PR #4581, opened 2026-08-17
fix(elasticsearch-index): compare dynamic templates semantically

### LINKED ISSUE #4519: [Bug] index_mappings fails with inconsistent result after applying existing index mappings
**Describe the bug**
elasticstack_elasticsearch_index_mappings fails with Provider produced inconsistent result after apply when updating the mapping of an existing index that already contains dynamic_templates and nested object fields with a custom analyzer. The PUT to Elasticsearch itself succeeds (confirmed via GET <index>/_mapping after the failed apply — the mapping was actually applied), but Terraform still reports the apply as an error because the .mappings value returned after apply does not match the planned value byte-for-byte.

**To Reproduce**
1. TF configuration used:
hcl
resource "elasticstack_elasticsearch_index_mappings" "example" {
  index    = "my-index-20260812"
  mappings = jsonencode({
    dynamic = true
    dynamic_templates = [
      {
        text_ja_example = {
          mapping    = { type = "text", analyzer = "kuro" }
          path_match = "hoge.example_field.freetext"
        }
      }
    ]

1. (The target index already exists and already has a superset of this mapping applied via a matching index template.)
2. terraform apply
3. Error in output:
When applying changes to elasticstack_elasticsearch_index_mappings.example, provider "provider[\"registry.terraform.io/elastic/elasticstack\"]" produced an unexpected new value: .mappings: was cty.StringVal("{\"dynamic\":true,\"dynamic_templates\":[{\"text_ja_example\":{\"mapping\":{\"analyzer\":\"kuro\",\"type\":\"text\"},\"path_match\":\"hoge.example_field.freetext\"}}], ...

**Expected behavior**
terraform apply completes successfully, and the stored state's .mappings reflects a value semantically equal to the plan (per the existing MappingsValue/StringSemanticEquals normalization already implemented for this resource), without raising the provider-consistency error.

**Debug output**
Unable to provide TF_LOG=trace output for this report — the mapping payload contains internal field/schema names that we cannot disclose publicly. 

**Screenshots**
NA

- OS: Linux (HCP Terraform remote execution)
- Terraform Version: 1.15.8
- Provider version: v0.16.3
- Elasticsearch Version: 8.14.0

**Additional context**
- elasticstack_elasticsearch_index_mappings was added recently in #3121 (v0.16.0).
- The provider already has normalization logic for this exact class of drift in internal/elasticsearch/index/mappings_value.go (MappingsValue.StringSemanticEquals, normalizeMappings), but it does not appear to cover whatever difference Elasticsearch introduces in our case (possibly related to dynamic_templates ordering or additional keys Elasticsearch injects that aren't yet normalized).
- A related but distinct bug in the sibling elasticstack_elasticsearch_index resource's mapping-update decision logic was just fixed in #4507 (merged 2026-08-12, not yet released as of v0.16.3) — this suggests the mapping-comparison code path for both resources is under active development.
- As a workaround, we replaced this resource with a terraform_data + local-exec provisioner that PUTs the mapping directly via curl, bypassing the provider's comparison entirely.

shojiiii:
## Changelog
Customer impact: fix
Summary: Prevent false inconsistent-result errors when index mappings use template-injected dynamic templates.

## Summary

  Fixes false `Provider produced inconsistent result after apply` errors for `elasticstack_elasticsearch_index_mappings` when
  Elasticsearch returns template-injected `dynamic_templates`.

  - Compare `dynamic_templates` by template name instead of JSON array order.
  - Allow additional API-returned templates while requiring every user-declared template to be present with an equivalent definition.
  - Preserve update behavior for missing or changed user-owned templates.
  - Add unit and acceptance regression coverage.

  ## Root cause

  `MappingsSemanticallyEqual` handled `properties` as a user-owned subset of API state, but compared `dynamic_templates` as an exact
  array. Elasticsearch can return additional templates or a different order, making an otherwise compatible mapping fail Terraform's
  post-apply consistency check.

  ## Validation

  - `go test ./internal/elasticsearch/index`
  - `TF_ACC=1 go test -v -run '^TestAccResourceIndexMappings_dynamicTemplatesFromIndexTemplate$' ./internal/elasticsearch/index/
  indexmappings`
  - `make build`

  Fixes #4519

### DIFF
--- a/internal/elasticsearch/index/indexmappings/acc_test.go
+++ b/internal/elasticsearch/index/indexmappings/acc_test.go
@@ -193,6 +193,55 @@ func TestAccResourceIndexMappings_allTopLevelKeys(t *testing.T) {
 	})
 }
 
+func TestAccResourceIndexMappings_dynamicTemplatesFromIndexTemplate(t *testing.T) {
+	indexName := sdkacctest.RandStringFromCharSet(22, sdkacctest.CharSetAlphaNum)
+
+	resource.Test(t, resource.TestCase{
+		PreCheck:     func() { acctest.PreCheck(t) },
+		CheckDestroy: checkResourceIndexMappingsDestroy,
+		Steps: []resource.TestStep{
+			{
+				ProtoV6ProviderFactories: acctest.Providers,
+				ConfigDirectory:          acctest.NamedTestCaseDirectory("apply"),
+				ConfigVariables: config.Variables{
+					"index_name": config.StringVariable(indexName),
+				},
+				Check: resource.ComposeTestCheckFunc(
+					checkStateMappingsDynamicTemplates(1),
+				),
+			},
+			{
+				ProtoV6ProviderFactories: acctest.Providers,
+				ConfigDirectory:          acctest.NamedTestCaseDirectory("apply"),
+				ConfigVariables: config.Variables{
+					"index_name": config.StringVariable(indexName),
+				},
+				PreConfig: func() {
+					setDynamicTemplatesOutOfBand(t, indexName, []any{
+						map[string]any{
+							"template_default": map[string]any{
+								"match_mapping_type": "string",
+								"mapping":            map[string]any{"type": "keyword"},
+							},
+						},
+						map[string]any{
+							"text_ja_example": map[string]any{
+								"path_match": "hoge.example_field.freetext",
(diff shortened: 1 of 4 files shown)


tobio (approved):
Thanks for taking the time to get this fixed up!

What is required
Retype the material precisely, leaving out no line.

Expected output
PR #4581, opened 2026-08-17
fix(elasticsearch-index): compare dynamic templates semantically

### LINKED ISSUE #4519: [Bug] index_mappings fails with inconsistent result after applying existing index mappings
**Describe the bug**
elasticstack_elasticsearch_index_mappings fails with Provider produced inconsistent result after apply when updating the mapping of an existing index that already contains dynamic_templates and nested object fields with a custom analyzer. The PUT to Elasticsearch itself succeeds (confirmed via GET <index>/_mapping after the failed apply — the mapping was actually applied), but Terraform still reports the apply as an error because the .mappings value returned after apply does not match the planned value byte-for-byte.

**To Reproduce**
1. TF configuration used:
hcl
resource "elasticstack_elasticsearch_index_mappings" "example" {
  index    = "my-index-20260812"
  mappings = jsonencode({
    dynamic = true
    dynamic_templates = [
      {
        text_ja_example = {
          mapping    = { type = "text", analyzer = "kuro" }
          path_match = "hoge.example_field.freetext"
        }
      }
    ]

1. (The target index already exists and already has a superset of this mapping applied via a matching index template.)
2. terraform apply
3. Error in output:
When applying changes to elasticstack_elasticsearch_index_mappings.example, provider "provider[\"registry.terraform.io/elastic/elasticstack\"]" produced an unexpected new value: .mappings: was cty.StringVal("{\"dynamic\":true,\"dynamic_templates\":[{\"text_ja_example\":{\"mapping\":{\"analyzer\":\"kuro\",\"type\":\"text\"},\"path_match\":\"hoge.example_field.freetext\"}}], ...

**Expected behavior**
terraform apply completes successfully, and the stored state's .mappings reflects a value semantically equal to the plan (per the existing MappingsValue/StringSemanticEquals normalization already implemented for this resource), without raising the provider-consistency error.

**Debug output**
Unable to provide TF_LOG=trace output for this report — the mapping payload contains internal field/schema names that we cannot disclose publicly. 

**Screenshots**
NA

- OS: Linux (HCP Terraform remote execution)
- Terraform Version: 1.15.8
- Provider version: v0.16.3
- Elasticsearch Version: 8.14.0

**Additional context**
- elasticstack_elasticsearch_index_mappings was added recently in #3121 (v0.16.0).
- The provider already has normalization logic for this exact class of drift in internal/elasticsearch/index/mappings_value.go (MappingsValue.StringSemanticEquals, normalizeMappings), but it does not appear to cover whatever difference Elasticsearch introduces in our case (possibly related to dynamic_templates ordering or additional keys Elasticsearch injects that aren't yet normalized).
- A related but distinct bug in the sibling elasticstack_elasticsearch_index resource's mapping-update decision logic was just fixed in #4507 (merged 2026-08-12, not yet released as of v0.16.3) — this suggests the mapping-comparison code path for both resources is under active development.
- As a workaround, we replaced this resource with a terraform_data + local-exec provisioner that PUTs the mapping directly via curl, bypassing the provider's comparison entirely.

shojiiii:
## Changelog
Customer impact: fix
Summary: Prevent false inconsistent-result errors when index mappings use template-injected dynamic templates.

## Summary

  Fixes false `Provider produced inconsistent result after apply` errors for `elasticstack_elasticsearch_index_mappings` when
  Elasticsearch returns template-injected `dynamic_templates`.

  - Compare `dynamic_templates` by template name instead of JSON array order.
  - Allow additional API-returned templates while requiring every user-declared template to be present with an equivalent definition.
  - Preserve update behavior for missing or changed user-owned templates.
  - Add unit and acceptance regression coverage.

  ## Root cause

  `MappingsSemanticallyEqual` handled `properties` as a user-owned subset of API state, but compared `dynamic_templates` as an exact
  array. Elasticsearch can return additional templates or a different order, making an otherwise compatible mapping fail Terraform's
  post-apply consistency check.

  ## Validation

  - `go test ./internal/elasticsearch/index`
  - `TF_ACC=1 go test -v -run '^TestAccResourceIndexMappings_dynamicTemplatesFromIndexTemplate$' ./internal/elasticsearch/index/
  indexmappings`
  - `make build`

  Fixes #4519

### DIFF
--- a/internal/elasticsearch/index/indexmappings/acc_test.go
+++ b/internal/elasticsearch/index/indexmappings/acc_test.go
@@ -193,6 +193,55 @@ func TestAccResourceIndexMappings_allTopLevelKeys(t *testing.T) {
 	})
 }
 
+func TestAccResourceIndexMappings_dynamicTemplatesFromIndexTemplate(t *testing.T) {
+	indexName := sdkacctest.RandStringFromCharSet(22, sdkacctest.CharSetAlphaNum)
+
+	resource.Test(t, resource.TestCase{
+		PreCheck:     func() { acctest.PreCheck(t) },
+		CheckDestroy: checkResourceIndexMappingsDestroy,
+		Steps: []resource.TestStep{
+			{
+				ProtoV6ProviderFactories: acctest.Providers,
+				ConfigDirectory:          acctest.NamedTestCaseDirectory("apply"),
+				ConfigVariables: config.Variables{
+					"index_name": config.StringVariable(indexName),
+				},
+				Check: resource.ComposeTestCheckFunc(
+					checkStateMappingsDynamicTemplates(1),
+				),
+			},
+			{
+				ProtoV6ProviderFactories: acctest.Providers,
+				ConfigDirectory:          acctest.NamedTestCaseDirectory("apply"),
+				ConfigVariables: config.Variables{
+					"index_name": config.StringVariable(indexName),
+				},
+				PreConfig: func() {
+					setDynamicTemplatesOutOfBand(t, indexName, []any{
+						map[string]any{
+							"template_default": map[string]any{
+								"match_mapping_type": "string",
+								"mapping":            map[string]any{"type": "keyword"},
+							},
+						},
+						map[string]any{
+							"text_ja_example": map[string]any{
+								"path_match": "hoge.example_field.freetext",
(diff shortened: 1 of 4 files shown)


tobio (approved):
Thanks for taking the time to get this fixed up!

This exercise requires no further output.